Dépôt d’espèces. Preuve du dépôt. Pouvoir souverain des juges du fond.

Cass. Com., 24 janvier 2018 pourvoi n°16-19.866

« Mais attendu qu’après avoir relevé que la pratique bancaire a développé, pour le dépôt d’espèces dans une boîte aux lettres ou une machine automatique, l’usage d’une enveloppe spécifique avec bordereau renseigné par le client et destinée à recevoir chèques ou espèces, puis relevé que la clause, mentionnée par la banque sur le bordereau, selon laquelle la remise de fonds par le truchement d’un guichet automatique ne donne lieu qu’à la délivrance d’un ticket mentionnant pour mémoire la somme prétendument remise et que le client ne peut prétendre établir la preuve du montant du dépôt par la simple production dudit ticket, le jugement retient que, sauf à être abusive, une telle clause ne saurait priver le client de la possibilité de faire la preuve du dépôt par tout autre moyen ; que c’est dans l’exercice de son pouvoir souverain d’apprécier la valeur et la portée des éléments de preuve produits que la juridiction de proximité a, par une décision motivée, retenu que la lettre du 13 mai 2014, dans laquelle la banque reconnaissait avoir retrouvé le double du bordereau de remise, valait commencement de preuve par écrit et que celui-ci était complété par des éléments extrinsèques de nature à prouver le dépôt d’espèces litigieux ; que le moyen n’est pas fondé ».

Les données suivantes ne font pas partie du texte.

PR #5672, opened 2024-08-11
docs(archive,assert,cache,cli,encoding,html,http,net,streams,text): remove unstable Markdown alert

iuioiua:


kt3k:
> This text isn't needed. @experimental suffices.

This doesn't seem aligned with CLI's policy.

kt3k:
I agree with removing the `[!WARNING]` format for readability in IDE

iuioiua:
It's true that that the CLI uses the unstable note. But I still think it's not needed. Hints in the IDE show the `@experimental` tag, and JSR shows an unstable button ([example](https://jsr.io/@std/archive/doc/~/Tar)). This unstable notice doesn't seem to provide any added value.

iuioiua:
Furthermore, while the CLI employs this convention, it's not in the [Deno Style Guide](https://docs.deno.com/runtime/manual/references/contributing/style_guide/). So, I think these reasons provide sufficient justification to deviate.

kt3k:
> But I still think it's not needed. Hints in the IDE show the @experimental tag, and JSR shows an unstable button ([example](https://jsr.io/@std/archive/doc/~/Tar)).

I disagree with this. JSR rendering of `@experimental` tag is fine, but `@experimental` tag in IDE is not visible enough.

The Spinner docs in IDE after this change.

Screenshot 2024-08-19 at 20 31 24

It's at the last line, and it doesn't seem enough alerting. It's likely the users miss this.

Screenshot 2024-08-19 at 20 32 49

iuioiua:
That's because `@experimental` is the last tag. We should make `@experimental` always come after the initial description.

We can do:

```
/**
 * <description>
 *
 */
```

WDYT?

kt3k:
That looks better to me, but I think it's still important for CLI and STD to have the same policy (formatting) for this to make things less confusing.

@bartlomieju What do you think about the above suggested formatting?

kt3k:
> ```
> /**
>  * <description>
>  *
>  * @experimental **UNSTABLE**: New API, yet to be vetted.
>  */
> ```

This now looks a good compromise between consistency with CLI and better rendering in IDE and JSR. Let's do this

kt3k (approved):
LGTM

En l’espèce, une société cliente prétendait avoir déposé la somme de 600 euros en espèces dans le guichet automatique de sa banque, conformément aux modalités propres à l’établissement de crédit. Constatant que cette somme n’avait pas été créditée sur son compte bancaire, ladite société avait demandé à l’établissement concerné de réaliser le paiement non effectué. Celui-ci s’y était opposé, aux motifs qu’aucun dépôt n’avait en réalité été effectué par la cliente, laquelle ne pouvait  ̶  par la production du ticket fourni par le guichet automatique à l’issue de l’opération de dépôt – établir la réalité de celui-ci. En application d’une clause figurant sur le bordereau de dépôt, il était en effet stipulé que la remise de fonds par l’intermédiaire du guichet automatique ne donnait lieu qu’à la délivrance d’un ticket mentionnant pour mémoire la somme prétendument remise et que le client déposant ne pouvait nullement établir la preuve du montant du dépôt par la simple production de ce même ticket.

En se fondant sur la circonstance selon laquelle la banque avait reconnu avoir retrouvé le double du bordereau de remise des fonds, les juges du fond avaient estimé que cette reconnaissance valait commencement de preuve par écrit et que cette preuve avait été suffisamment complétée. Ils avaient, en conséquence, condamné la banque à payer à la cliente le montant des fonds déposés, ainsi que des dommages et intérêts.

Le pourvoi formé par l’établissement de crédit à l’encontre de cette décision est rejeté par la Cour de cassation, laquelle rappelle que la pratique bancaire a développé, pour le dépôt d’espèces dans une boîte aux lettres ou une machine automatique, l’usage d’une enveloppe spécifique avec bordereau renseigné par le client et destinée à recevoir chèques ou espèces.

A l’instar des premiers juges, la Haute juridiction relève également que la clause, mentionnée par la banque sur le bordereau, sauf à être abusive, ne saurait priver le client de la possibilité de faire la preuve du dépôt par tout autre moyen. Elle écarte ainsi toute censure de l’arrêt et juge que « c’est dans l’exercice de son pouvoir souverain d’apprécier la valeur et la portée des éléments de preuve produits que la juridiction de proximité a, par une décision motivée, retenu que la lettre du 13 mai 2014, dans laquelle la banque reconnaissait avoir retrouvé le double du bordereau de remise, valait commencement de preuve par écrit et que celui-ci était complété par des éléments extrinsèques de nature à prouver le dépôt d’espèces litigieux ».